The Senate is not up for election this year, so all eyes are on the House, which over the past four years has swung from DFL control to GOP control and then back. Many business leaders and GOP donors believe winning back the House will be easier than unseating Dayton, who logged a string of legislative accomplishments and has proved willing to dig deep into his personal fortune to finance his campaigns.

House Republicans need to pick up seven seats to regain control, and have drawn a bead on a handful of DFLers they see as vulnerable.

This is a particularly anxious time for freshman legislators heading into their first re-election fights.

First-term Rep. Jay McNamar, a DFLer, is a retired schoolteacher from Elbow Lake, a conservative-leaning area on the edge of the prairie in northwestern Minnesota.

'With voters, who knows?'

After an outpouring from constituents, McNamar voted to legalize same-sex marriage last year and this year voted to raise the minimum wage to $9.50 an hour. He also voted to legalize medical marijuana, hoping it will help children wracked by epileptic seizures.

"If the Legislature can relieve pain and suffering and help these little kids regain their lives, it is the best thing we are doing," he said. "Last year was historic, this year is better." But McNamar admits to being a little worried about how voters back home will see his time in St. Paul.

"I don't know," he said. "With the voters, who knows?"

First-term Rep. Mary Sawatzky, DFL-Willmar, figured out there were 234 days between the end of the last session and the new year. She went through her calendar and was shocked to find she attended 234 events, even without working Christmas Eve or day.

"It's all a little overwhelming, but we have a better Minnesota," she said. "We are moving forward. There are problems, but we have identified them. And we are starting to deal with them, honestly, collectively."

A spirited and aggressive band of GOP rivals are lining up as challengers, sensing that even a modest Republican wave would be enough to end DFL control in the House.

Former Republican Rep. Kirk Stensrud is trying to win back the seat he narrowly lost two years ago to Rep. Yvonne Selcer, DFL-Minnetonka. "I am going to run hard," said Stensrud, who runs a window cleaning business. "In talking to people, they don't like what is going on at the Capitol."

Another rematch

Republican Roz Peterson lost a nail-biter two years ago to state Rep. Will Morgan, DFL-Burnsville. She lost by 170 votes out of 21,200 ballots cast. Now she's back for a rematch.

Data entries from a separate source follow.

PR #1592, opened 2018-05-28
[4.0] upgrade: Unlock crowbar-ui after completed upgrade

skazi0:
crowbar-ui package was locked before admin server upgrade. After the
whole upgrade process is completed, the lock can be removed to enable
crowbar-ui update before upgrade to next Cloud release.

Note https://github.com/crowbar/crowbar-core/pull/1593 should be merged first and this one rebased if needed.

### DIFF
--- a/crowbar_framework/app/models/api/upgrade.rb
+++ b/crowbar_framework/app/models/api/upgrade.rb
@@ -763,6 +763,7 @@ module Api
         if status.progress[:remaining_nodes].zero?
           status.save_substep(substep, :finished)
           finalize_nodes_upgrade
+          unlock_crowbar_ui_package
           status.end_step
         end
       rescue ::Crowbar::Error::Upgrade::NodeError => e
@@ -1533,6 +1534,24 @@ module Api
           raise "Possible error during execution of #{script} at node(s) " \
             "#{running.join(",")}. " \
             "Action did not finish after #{seconds} seconds."
+        end
+      end
+
+      # remove crowbar-ui package lock for future upgrades
+      def unlock_crowbar_ui_package
+        ui_unlock = run_cmd("sudo zypper-retry removelock 'crowbar-ui*'")
+        unless ui_unlock[:exit_code].zero?
+          raise_node_upgrade_error(
+            "Removing crowbar-ui package lock has failed. " \
+            "Please re-try current step to finalize the upgrade."
+          )
+        end
+        ui_update = run_cmd("sudo zypper-retry -n update crowbar-ui")
+        unless ui_update[:exit_code].zero?
+          raise_node_upgrade_error(
+            "Updating crowbar-ui package has failed. " \
+            "Please re-try current step to finalize the upgrade."
+          )
         end
       end
 


crowbar_framework/app/models/api/upgrade.rb
```diff
@@ -1536,6 +1537,18 @@ def execute_scripts_and_wait_for_finish(nodes, script, seconds)
         end
       end
 
+      # remove crowbar-ui package lock for future upgrades
+      def unlock_crowbar_ui_package
+        ui_unlock = run_cmd("sudo zypper-retry removelock 'crowbar-ui*'")
+        unless ui_unlock[:exit_code].zero?
+          Rails.logger.error(
```
jsuchome: Use `raise_node_upgrade_error` here

skazi0: Is this really node upgrade error?

jsuchome: In the wider sense :-)

crowbar_framework/app/models/api/upgrade.rb
```diff
@@ -1536,6 +1537,17 @@ def execute_scripts_and_wait_for_finish(nodes, script, seconds)
         end
       end
 
+      # remove crowbar-ui package lock for future upgrades
+      def unlock_crowbar_ui_package
+        ui_unlock = run_cmd("sudo zypper-retry removelock 'crowbar-ui*'")
+        unless ui_unlock[:exit_code].zero?
+          raise_node_upgrade_error(
+            "Removing crowbar-ui package lock has failed. " \
+            "Make sure to remove it before next upgrade."
```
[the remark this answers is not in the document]
Itxaka: I guess that if this fails it would require some manual action to fix it as a number of different things could prevent this from working. Maybe repeating + advice to manually check if the error persist is the way to go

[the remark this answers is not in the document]
skazi0: Message updated. Not sure if the wording makes sense...

rhafer:
@skazi0 I might be missing something, but shouldn't we explicitly install the updated crowbar-ui package after unlocking it? Or when is that supposed to happen?

jsuchome:
New version of package is not really needed after the upgrade is finished (that's like - after upgrade to SOC7, new version already available covers 7-8 upgrade). 
So it's enough to be installed once user starts new upgrade, I'd say

skazi0:
@rhafer we might but it can be risky as it may pull some additional dependencies etc. as @jsuchome wrote, we don't need it immediately after finished upgrade so in worst case it will be installed just before next upgrade. It should be detected by existing prechecks but we may need to add a special one to explicitly inform users that after upgrading crowbar-ui they need to refresh the UI.

rhafer:
> we might but it can be risky as it may pull some additional dependencies etc. as @jsuchome wrote, we don't need it immediately after finished upgrade so in worst case it will be installed just before next upgrade. It should be detected by existing prechecks but we may need to add a special one to explicitly inform users that after upgrading crowbar-ui they need to refresh the UI.

Hm, but isn't this also true the otherway around? Well have an outdated package hanging around, which because it was locked might have prevented other packages from being updated to the most recent version. Somehow I think we should make sure that after the upgrade completed all packages should be installed in their Cloud 8 version. But maybe I am fundamentally misunderstanding something here.

skazi0:
@rhafer you're fundamentally correct :o) This mechanism is not good for all cases but in our current scenario we get this just after admin server upgrade:
```
$ LANG=C zypper up
Loading repository data...
Reading installed packages...

The following item is locked and will not be changed by any action:
 Installed:
  crowbar-ui

The following package update will NOT be installed:
  crowbar-ui

Nothing to do.
```

So there seem to be no unwanted dependencies or other side effects so far.

rhafer:
@skazi0 But what's the risk of just explicitly updating crowbar-ui after the upgrade completed? If it needs additional packages, well it would be installed at some point anyway. If we do it after the upgrade, we have control over when that happens, and can be sure to have a "clean" system after the upgrade.

skazi0:
@rhafer I'm not sure if there is any "real" risk. I can add it if you insist :o)

skazi0:
Added update of crowbar-ui package after unlock. Please re-review.

PR #4817, opened 2023-12-12
fix(common): incorrectly set current time marker width

JoomFX:
The current time marker should not have a `width` property set because it is supposed to be used as both a horizontal and a vertical line.
The components (Scheduler and Gantt) should add the required property inline (either `width` or `height`), as they currently do.


epetrow (commented):
We should add the aforementioned `width` and `height` properties in the tests, since the time marker is not visible now.

epetrow (approved):

PR #4820, opened 2023-12-15
fix(html): enable callout property

inikolova:
Cards in Timeline always have callouts, therefore we should enable this prop by default. When callout property is true, `k-card-with-callout` class is set to the card - https://github.com/telerik/kendo-themes/blob/develop/packages/html/src/card/card.spec.tsx#L69. Also, this recommendation was described in the [_Unify rendering for Timeline_ issue](https://github.com/telerik/kendo-themes-private/issues/193)

### DIFF
--- a/packages/html/src/timeline/timeline-card.spec.tsx
+++ b/packages/html/src/timeline/timeline-card.spec.tsx
@@ -23,6 +23,7 @@ export const TimelineCard = (
                 props.className
             )}
             orientation="vertical"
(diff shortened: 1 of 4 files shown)


Juveniel (commented):
Are visual changes expected here ?

inikolova:
@Juveniel no -> we need this prop enabled only because of the class rendered

Juveniel (approved):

Peterson said she was floored by the approval of the new Senate office building, which Senate DFLers pressed hard for in part to serve as transitional space during the Capitol renovation. A commercial real estate agent, she did a quick search and found more than 200,000 square feet of vacant space near the Capitol.

"The big thing this year, with a fully Democratic Legislature, is that there is a voice that is not being heard," Peterson said. "I am a believer that when you have different viewpoints, you end up with a better product."

Staff writer Rachel E. Stassen-Berger contributed to this report.